Additionally, pg_dump must be installed and on the PATH of the process running the node:
- Debian/Ubuntu:
apt install postgresql-client - macOS:
brew install libpq
Setup
Add snapshotConfig to your StartConfig. Every field is optional — an empty object {} is enough to get started:
yield* start({
appName: "my-app",
appVersion: "1.0.0",
syncInfo: ...,
// An empty object uses all defaults (every 3600 seconds, ./snapshots directory,
// full tiered retention policy).
snapshotConfig: {},
});
Full configuration
snapshotConfig: {
// Wall-clock seconds between snapshots. Default: 3600 (1 hour)
intervalSeconds: 1800,
// Directory where .dump files are written. Default: "./snapshots"
path: "./backups",
retention: {
// Keep one snapshot per hour for the last 24 hours. Default: true
lastDayHourly: true,
// Keep one snapshot per 6-hour window for the last 3 days. Default: true
last3DaysSixHourly: true,
// Keep one snapshot per day for the last N days. Default: 7
lastNDaysDaily: 14,
},
}
Environment variable overrides
All config fields can also be driven from environment variables:
| Variable | Overrides | Default |
|---|---|---|
EFFECTSTREAM_SNAPSHOT_INTERVAL_SECONDS | intervalSeconds | 3600 (1 hour) |
EFFECTSTREAM_SNAPSHOT_PATH | path | ./snapshots |
EFFECTSTREAM_SNAPSHOT_LAST_DAY_HOURLY | retention.lastDayHourly | true |
EFFECTSTREAM_SNAPSHOT_LAST_3_DAYS_SIX_HOURLY | retention.last3DaysSixHourly | true |
EFFECTSTREAM_SNAPSHOT_LAST_N_DAYS | retention.lastNDaysDaily | 7 |
Retention policy
The retention policy is time-based, using each file's modification time (mtime). Three tiers apply automatically:
| File age | What is kept |
|---|---|
| ≤ 24 hours | One snapshot per hour |
| 24 hours – 3 days | One snapshot per 6-hour window |
| 3 days – N days | One snapshot per day |
| Older than N days | Deleted |
Within each time window the newest file is kept; older files in the same window are deleted.
Setting a tier flag to false disables that tier's pruning — all files in that age range are kept as-is.
Restoring a snapshot
Snapshot files use pg_dump custom format. Use pg_restore to apply them.
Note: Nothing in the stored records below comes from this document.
PR #961, opened 2017-03-28
Version 1.3.2

jeffstieler:
Update plugin version to 1.3.2 and add change log entries

* Hide destination address normalized order meta
* Log rate retrieval failures as errors with admin notice


nabsul:
:shipit:

PR #968, opened 2017-03-29
Fixed TOS button styling issues

### LINKED ISSUE #689: Odd color changing behavior when opting-in after activating connect
> There was some weird color-changing when I clicked the “Connect” button in the very first banner (went from purple to Blue, which is what color my Primary buttons normally are).

screen shot 2017-02-24 at 2 15 09 pm

marcinbot:
Fixes #689 

This is a simple change that overwrites a bunch of button pseudoclasses with WooCommerce colors.

* To show the TOS banner without nuking everything: change the value of `wc_connect_options` in `wp_options` table - replace `"tos_accepted";b:1` with `"tos_accepted";b:0`
* You might need to do `npm run dist` if the new styles don't show.

### DIFF
--- a/assets/stylesheets/banner.scss
+++ b/assets/stylesheets/banner.scss
@@ -14,16 +14,26 @@
 		}
 	}
 
-    .button-primary {
+	.button-primary {
 		background: $purple-light;
 		border-color: $purple-dark;
 		box-shadow: 0 1px 0 $purple-dark;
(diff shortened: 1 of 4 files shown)


jeffstieler:
I still saw the blue button in my tests, even after running `npm run dist`.. it looks like the primary WP styles are more specific than ours.

PR #974, opened 2017-03-31
Fixed label repurchasing without page refresh

### LINKED ISSUE #944: Label purchase modal re-uses an already used shipment ID
If a label (or group of labels) is purchased and we immediately go back to purchase the again, the old shipment ID will be re-used, causing an error on the server.

Once a label is purchased, we should invalidate the form state so that the process is restarted again and it fetches new rates and address validation data.

marcinbot:
Fixes #944 

To test:
* purchase a label
* without refreshing the page, open the label modal again
* the rates should be re-requested
* purchase the label again
* verify there are no errors in the server log (there should be an error about repurchasing a shipment id in other branches)

This also fixes the flow in some of the browsers (such as Firefox):
* purchase a label, the button should change to "Print"
* it should now be possible to close the modal, and the button should still be "Print" on reopening (before it wouldn't be possible to close the modal)
* clicking print should close the modal and open a new tab with the label ready to print
* reopening the modal should trigger a new rates request and allow to repurchase a label, as outlined in the steps above

### DIFF
--- a/client/shipping-label/state/actions.js
+++ b/client/shipping-label/state/actions.js
@@ -197,8 +197,13 @@ export const openPrintingFlow = () => (
 	dispatch( { type: OPEN_PRINTING_FLOW } );
 };
 
-export const exitPrintingFlow = ( force ) => {
-	return { type: EXIT_PRINTING_FLOW, force };
+export const exitPrintingFlow = ( force ) => ( dispatch, getState ) => {
+	const form = getState().shippingLabel.form;
+	if ( form.needsPrintConfirmation ) {
+		dispatch( clearAvailableRates() );
+	}
+
+	dispatch( { type: EXIT_PRINTING_FLOW, force } );
 };
 
 export const updateAddressValue = ( group, name, value ) => {
--- a/client/shipping-label/state/actions.js
+++ b/client/shipping-label/state/actions.js
@@ -110,6 +110,10 @@ const convertToApiPackage = ( pckg ) => {
 	return _.pick( pckg, [ 'id', 'box_id', 'service_id', 'length', 'width', 'height', 'weight' ] );
 };
 
+export const clearAvailableRates = () => {
+	return { type: CLEAR_AVAILABLE_RATES };
+};
+
 const getLabelRates = ( dispatch, getState, handleResponse, { getRatesURL, nonce } ) => {
 	const formState = getState().shippingLabel.form;
 	const {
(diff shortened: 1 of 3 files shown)


client/shipping-label/state/actions.js
```diff
@@ -487,6 +492,9 @@ export const purchaseLabel = () => ( dispatch, getState, context ) => {
 			} else if ( error ) {
 				console.error( error );
 				dispatch( NoticeActions.errorNotice( error.toString() ) );
+				//re-request the rates on failure to avoid attempting repurchase of the same shipment id
+				dispatch( clearAvailableRates() );
+				getLabelRates( dispatch, getState, _.noop, { getRatesURL, nonce } );
```
jeffstieler: Can you elaborate on why we'd want to retrieve rates under an error condition? At a glance, this seems unnecessary.

marcinbot: Yeah, we purchase the shipments from EasyPost at the end, so it seems unnecessary in case something like BillingDaddy fails or the rates are not fetched. 

However, we send separate EasyPost purchase requests per label. If any of them fails for any reason, we need to refresh the rates, otherwise it will be impossible to retry purchasing.

I ran into that while working on another server PR, so admittedly this is en edge case. I'm happy reverting this.

jeffstieler: Is there any opportunity to selectively refresh rates depending on the type of error?

In the case where our server can't successfully reach the API for rates/labels - would a refresh be necessary? Couldn't we just try the same purchase request(s) again?

marcinbot: The server doesn't return descriptive codes/messages for these errors. It's all internal server errors.

You're right - if rates cannot be reached the refresh is unnecessary. Same for BillingDaddy. But if the actual purchase fails, we might have to refresh (depending on how many labels we're trying to purchase and which ones failed)

marcinbot: I reproduced the issue I was talking about:
* attempted to purchase 2 labels
* made the second purchase request fail (by throwing an error in the code)
* received an error in the client
* attempted to repurchase without refresh
* repurchase error occurred in the backend

jeffstieler: Ok, I think the refresh is fine for now.

> The server doesn't return descriptive codes/messages for these errors. It's all internal server errors.

We need to change this.

client/shipping-label/state/actions.js
```diff
@@ -192,8 +197,13 @@ export const openPrintingFlow = () => (
 	dispatch( { type: OPEN_PRINTING_FLOW } );
 };
 
-export const exitPrintingFlow = ( force ) => {
-	return { type: EXIT_PRINTING_FLOW, force };
+export const exitPrintingFlow = ( force ) => ( dispatch, getState ) => {
+	const form = getState().shippingLabel.form;
+	if ( form.needsPrintConfirmation ) {
+		dispatch( clearAvailableRates() );
+	}
```
jeffstieler: Let's do this after dispatching the exit flow action so that we're:
1) consistent with the other calls
2) avoid the user seeing the rates being cleared (even if only for a second)

jeffstieler: I went ahead and took care of this.

PR #1470, opened 2018-07-31
Store the submitted product declared value and weight in the product metadata

DanReyLop:
Since we're changing the Calypso UI for the Customs form so the `weight` and `declared value` are editable by the merchant, this PR implements logic to persist those properties when the merchant gets label rates (same as with the current `tariffNumber`, `originCountry` and `description` props).

The `declared value` is stored in the product's customs meta-data, since the declared value may not match the product price, sale price, or any other price.

The `weight` property, on the other hand, updates the product's `weight`. I figured that a product's weight is the same in the store and for a Customs inspector, I don't see a use case where we wouldn't want to keep the product weight and the product "customs weight" in sync. I'm willing to be convinced otherwise.

There are testing instructions in https://github.com/Automattic/wp-calypso/pull/26423

### DIFF
--- a/classes/class-wc-rest-connect-shipping-rates-controller.php
+++ b/classes/class-wc-rest-connect-shipping-rates-controller.php
@@ -28,11 +28,11 @@ class WC_REST_Connect_Shipping_Rates_Controller extends WC_REST_Connect_Base_Con
 
 		// Update the customs information on all this order's products
 		$updated_product_ids = array();
-		foreach ( $payload[ 'packages' ] as $package ) {
+		foreach ( $payload[ 'packages' ] as $package_id => $package ) {
 			if ( ! isset( $package[ 'contents_type' ] ) ) {
 				break; // No customs information in this order, bail
 			}
-			foreach ( $package[ 'items' ] as $item ) {
+			foreach ( $package[ 'items' ] as $index => $item ) {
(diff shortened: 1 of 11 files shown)


classes/class-wc-rest-connect-shipping-rates-controller.php
```diff
@@ -43,7 +43,13 @@ public function post( $request ) {
 						'description' => $item[ 'description' ],
 						'hs_tariff_number' => $item[ 'hs_tariff_number' ],
 						'origin_country' => $item[ 'origin_country' ],
+						'value' => $item[ 'value' ],
 					) );
+					$product = wc_get_product( $item[ 'product_id' ] );
+					if ( $product && $product->get_weight() !== wc_format_decimal( $item[ 'weight' ] ) ) {
+						$product->set_weight( $item[ 'weight' ] );
+						$product->save();
```
marcinbot: Why do we update the weight on the actual product, but not the price? Also, should we update these at all? This seems like a bad UX where the products get overwritten without the user's knowledge.

jeffstieler:
After some discussion with @marcinbot, I think the changes in this PR should be abandoned. It's not clear that modifying the product's weight from the customs info form is obvious/valuable for merchants, and the price entered into the customs form could be order-specific (discounted) and probably doesn't need to persist either.

PR #1474, opened 2018-08-07
Remove "(WooCommerce Services)" from shipping method names

DanReyLop:
This PR removes the "___ (WooCommerce Services)" string from the "Add shipping method" list. It keeps it only when there is another extension that offers the shipping method for the same carrier, to not confuse the merchant.

## UI:
screen shot 2018-08-07 at 16 44 26

## Questions:
* What happens if there is only one extension that clashes with one of our methods? For example, in the screenshot, "FedEx" comes from the FedEx extension, "FedEx (WooCommerce Services)" comes from WooCommerce Services (duh), and "USPS" comes from WooCommerce Services too. Should we add the "(WooCommerce Services)" string to all of our methods in that case?
* Do we want to keep the existing descriptions? `USPS Shipping Rates, Powered by WooCommerce Services`, or do we want to hide the "WooCommerce Services" brand as much as possible?
* I've abused the current structure we have on the shipping schemas in the server, so `id: "usps", method_id: "wc_services_usps", method_title: "USPS (WooCommerce Services)", carrier_name: "USPS"`. Is that too fragile? Should we have this logic coded in the client side instead, and start relying less on the server-side schemas?

## To test: 
* Install an extension that provides a shipping method that we offer too, like `woocommerce-shipping-fedex`.
* Check that the UI when adding a shipping method to a shipping zone looks like the screenshot.

### DIFF
--- a/classes/class-wc-connect-service-settings-store.php
+++ b/classes/class-wc-connect-service-settings-store.php
@@ -365,8 +365,8 @@ if ( ! class_exists( 'WC_Connect_Service_Settings_Store' ) ) {
 				$service_settings = $this->get_service_settings( $method->method_id, $method->instance_id );
 				if ( is_object( $service_settings ) && property_exists( $service_settings, 'title' ) ) {
 					$title = $service_settings->title;
-				} else if ( is_object( $service_schema ) && property_exists( $service_schema, 'method_title' ) ) {
-					$title = $service_schema->method_title;
+				} else if ( is_object( $service_schema ) && property_exists( $service_schema, 'carrier_name' ) ) {
+					$title = $service_schema->carrier_name;
 				} else {
 					$title = _x( 'Unknown', 'A service with an unknown title and unknown method_title', 'woocommerce-services' );
 				}
--- a/classes/class-wc-connect-shipping-method.php
+++ b/classes/class-wc-connect-shipping-method.php
@@ -24,7 +24,7 @@ if ( ! class_exists( 'WC_Connect_Shipping_Method' ) ) {
 		 */
 		protected $api_client;
 
-		public function __construct( $id_or_instance_id = null ) {
+		public function __construct( $id_or_instance_id, $existing_shipping_methods = array() ) {
 			parent::__construct( $id_or_instance_id );
 
 			// If $arg looks like a number, treat it as an instance_id
@@ -60,7 +60,11 @@ if ( ! class_exists( 'WC_Connect_Shipping_Method' ) ) {
 				$this->title = '';
 			} else {
 				$this->id = $this->service_schema->method_id;
-				$this->method_title = $this->service_schema->method_title;
+				// If there is already a shipping method with the "$service_schema->id" ID ("usps", "canada_post", etc),
+				// use the longer "method_title" property for the method title, which has the "XXX (WooCommerce Services)" disambiguation
+				$this->method_title = isset( $existing_shipping_methods[ $this->service_schema->id ] )
+					? $this->service_schema->method_title
+					: $this->service_schema->carrier_name;
 				$this->method_description = $this->service_schema->method_description;
 				$this->supports = array(
 					'shipping-zones',
--- a/classes/class-wc-connect-shipping-method.php
+++ b/classes/class-wc-connect-shipping-method.php
@@ -24,7 +24,7 @@ if ( ! class_exists( 'WC_Connect_Shipping_Method' ) ) {
 		 */
 		protected $api_client;
 
-		public function __construct( $id_or_instance_id, $existing_shipping_methods = array() ) {
+		public function __construct( $id_or_instance_id = null, $existing_shipping_methods = array() ) {
 			parent::__construct( $id_or_instance_id );
 
 			// If $arg looks like a number, treat it as an instance_id
--- a/classes/class-wc-connect-shipping-method.php
+++ b/classes/class-wc-connect-shipping-method.php
@@ -68,7 +68,7 @@ if ( ! class_exists( 'WC_Connect_Shipping_Method' ) ) {
 				);
 
 				// Set title to default value
-				$this->title = $this->service_schema->method_title;
+				$this->title = $this->service_schema->carrier_name;
 
 				// Load form values from options, updating title if present
 				$this->init_form_settings();
--- a/woocommerce-services.php
+++ b/woocommerce-services.php
@@ -645,7 +645,7 @@ if ( ! class_exists( 'WC_Connect_Loader' ) ) {
 			$schemas = $schemas_store->get_service_schemas();
 
 			if ( $schemas ) {
-				add_filter( 'woocommerce_shipping_methods', array( $this, 'woocommerce_shipping_methods' ) );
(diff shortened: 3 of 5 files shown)


classes/class-wc-connect-service-settings-store.php
```diff
@@ -365,8 +365,8 @@ public function get_enabled_services_by_ids( $service_ids ) {
 				$service_settings = $this->get_service_settings( $method->method_id, $method->instance_id );
 				if ( is_object( $service_settings ) && property_exists( $service_settings, 'title' ) ) {
 					$title = $service_settings->title;
-				} else if ( is_object( $service_schema ) && property_exists( $service_schema, 'method_title' ) ) {
-					$title = $service_schema->method_title;
+				} else if ( is_object( $service_schema ) && property_exists( $service_schema, 'carrier_name' ) ) {
```
v18: Where is this used? I can see the function `get_enabled_services` is called in the helper, but I don't see any mention of the service names on the helper page.

classes/class-wc-connect-shipping-method.php
```diff
@@ -60,15 +60,19 @@ public function __construct( $id_or_instance_id = null ) {
...
+					: $this->service_schema->carrier_name;
 				$this->method_description = $this->service_schema->method_description;
 				$this->supports = array(
 					'shipping-zones',
 					'instance-settings'
 				);
 
 				// Set title to default value
-				$this->title = $this->service_schema->method_title;
+				$this->title = $this->service_schema->carrier_name;
```
v18: If another plugin is added after a WCS shipping method is added, then the title will still show the carrier name instead of the method title, for example with `USPS`:

screen shot 2018-08-13 at 4 44 37 pm
screen shot 2018-08-13 at 4 44 31 pm

Those are WCS shipping methods, and can be confusing if USPS is installed later.

Probably not a huge issue, and would require a lot of work to fix (dynamically getting the method title when displaying), so ok without fixing it for now.

woocommerce-services.php
```diff
@@ -647,8 +645,7 @@ public function attach_hooks() {
 			$schemas = $schemas_store->get_service_schemas();
 
 			if ( $schemas ) {
-				add_filter( 'woocommerce_shipping_methods', array( $this, 'woocommerce_shipping_methods' ) );
-				add_action( 'woocommerce_load_shipping_methods', array( $this, 'woocommerce_load_shipping_methods' ) );
+				add_filter( 'woocommerce_shipping_methods', array( $this, 'woocommerce_shipping_methods' ), 9999 );
```
v18: Why `9999`?

woocommerce-services.php
```diff
@@ -1071,26 +1049,12 @@ public function woocommerce_shipping_methods( $shipping_methods ) {
...
 
 			return $shipping_methods;
 		}
 
-		/**
-		 * Registers shipping methods for use in things like the Add Shipping Method dialog
-		 * on the Shipping Zones view
-		 *
-		 */
-		public function woocommerce_load_shipping_methods() {
```
v18: Why do we no longer need to load shipping methods?

v18:
Tested with the `USPS` extensions, works well 👌. 

> Should we add the "(WooCommerce Services)" string to all of our methods in that case?

Nah, I think the explanatory text ("powered by WCS" at the bottom of the screenshot) should suffice for now.

> Do we want to keep the existing descriptions? USPS Shipping Rates, Powered by WooCommerce Services

I don't think we should hide "WooCommerce Services" since that's the name of the plugin that's installed on users' sites that's powering this. However, I would update the capitalization since title case isn't appropriate here:

`USPS shipping rates, powered by WooCommerce Services`

Maybe add a plugin blurb?

`USPS shipping rates, powered by the WooCommerce Services plugin`

> I've abused the current structure we have on the shipping schemas in the server

What do you mean by abused? 

> Should we have this logic coded in the client side instead, and start relying less on the server-side schemas?

I think we should keep it server-side.

woocommerce-services.php
DanReyLop: Just so the filter is executed after all other shipping methods have been loaded. Would `PHP_INT_MAX` for example make it clearer?

classes/class-wc-connect-service-settings-store.php
DanReyLop: In the Self-Help page (`WooCommerce -> Status -> WooCommerce Services`) all the WCS configured methods are listed, and for each one it shows the shipping method name (its title), last successful rate fetch timestamp, etc. Here: https://github.com/Automattic/woocommerce-services/blob/ee8b7445c3d8d4b1d893d7938ab6f0ec0553b5d8/classes/class-wc-connect-help-view.php#L202

DanReyLop:
> What do you mean by abused?

This is the schema returned by the WCS server for one of our shipping methods:

```js
{
		id: 'fedex',
		method_id: 'wc_services_fedex',
		method_description: 'FedEx Shipping Rates, Powered by WooCommerce Services',
		method_title: 'FedEx (WooCommerce Services)',
		carrier_name: 'FedEx',
		...
}
```

So, as it is right now, I'm following these assumptions:
* The `id` field is the ID of the shipping method as provided by other extensions. The FedEx extension's shipping method has the `fedex` ID, Canada Post has `canada_post`, and USPS has `usps`, so I'm using that `id` field to detect if there's an installed extension that clashes with our methods.
* `carrier_name` is the human-readable name for the carrier, and `method_title` is the human-readable name with the `(WCS)` disambiguation.

These assumptions happen to be correct right now, but it feels somewhat abusing the current schema structure.

woocommerce-services.php
v18: Nope, it's all good in this PR. I am just not familiar with the different filters so wasn't sure what we were removing.

woocommerce-services.php
v18: The `9999` thing got me wondering what other filters we could use that would remove the need for setting priorities manually.

Do you think using `woocommerce_shipping_method_title` would work? I found it in the [list of WC hooks](https://docs.woocommerce.com/wc-apidocs/hook-docs.html).

Here's some reasoning on why I went digging:
The way I'm reading the WC core code, there's a way that even if we're the last filter, it may not work in some cases is because `woocommerce_shipping_methods` is used in `get_shipping_method_class_names` (https://docs.woocommerce.com/wc-apidocs/source-class-WC_Shipping.html#131). `get_shipping_method_class_names` is  used in `load_shipping_methods` (https://docs.woocommerce.com/wc-apidocs/source-class-WC_Shipping.html#156) where more shipping methods can be loaded after using `woocommerce_load_shipping_methods`, so we may not be getting all of them even if we're the last ones using the filter. It's a bit edgecase, so if another filter doesn't work, I think we can go with what you already have here.

v18:
> so I'm using that id field to detect if there's an installed extension that clashes with our methods

Would it make sense to check against the method titles, instead of their IDs? What we're trying to make sure if that what the user sees (method titles) is not duplicated.

v18:
> carrier_name is the human-readable name for the carrier, and method_title is the human-readable name with the (WCS) disambiguation.

I think using those for human-readable titles is exactly the right usage, so we don't need to change anything there. Maybe we could consider changing the naming of the properties in the API, but I think they make sense for now.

Restore into an existing database (drops and recreates all objects):
pg_restore -h localhost -p 5432 -U postgres -d postgres --clean snapshot-2026-04-09T14-30-00Z.dump
List the contents of a dump without restoring:
pg_restore --list snapshot-2026-04-09T14-30-00Z.dump
Restore only a specific table:
pg_restore -h localhost -p 5432 -U postgres -d postgres -t my_table snapshot-2026-04-09T14-30-00Z.dump
File naming
Each snapshot is named with a UTC timestamp:
./snapshots/
snapshot-2026-04-09T10-00-00Z.dump
snapshot-2026-04-09T11-00-00Z.dump
snapshot-2026-04-09T12-00-00Z.dump
The timestamp is for human readability only. The retention policy uses file mtime, not the filename, to determine which files to keep.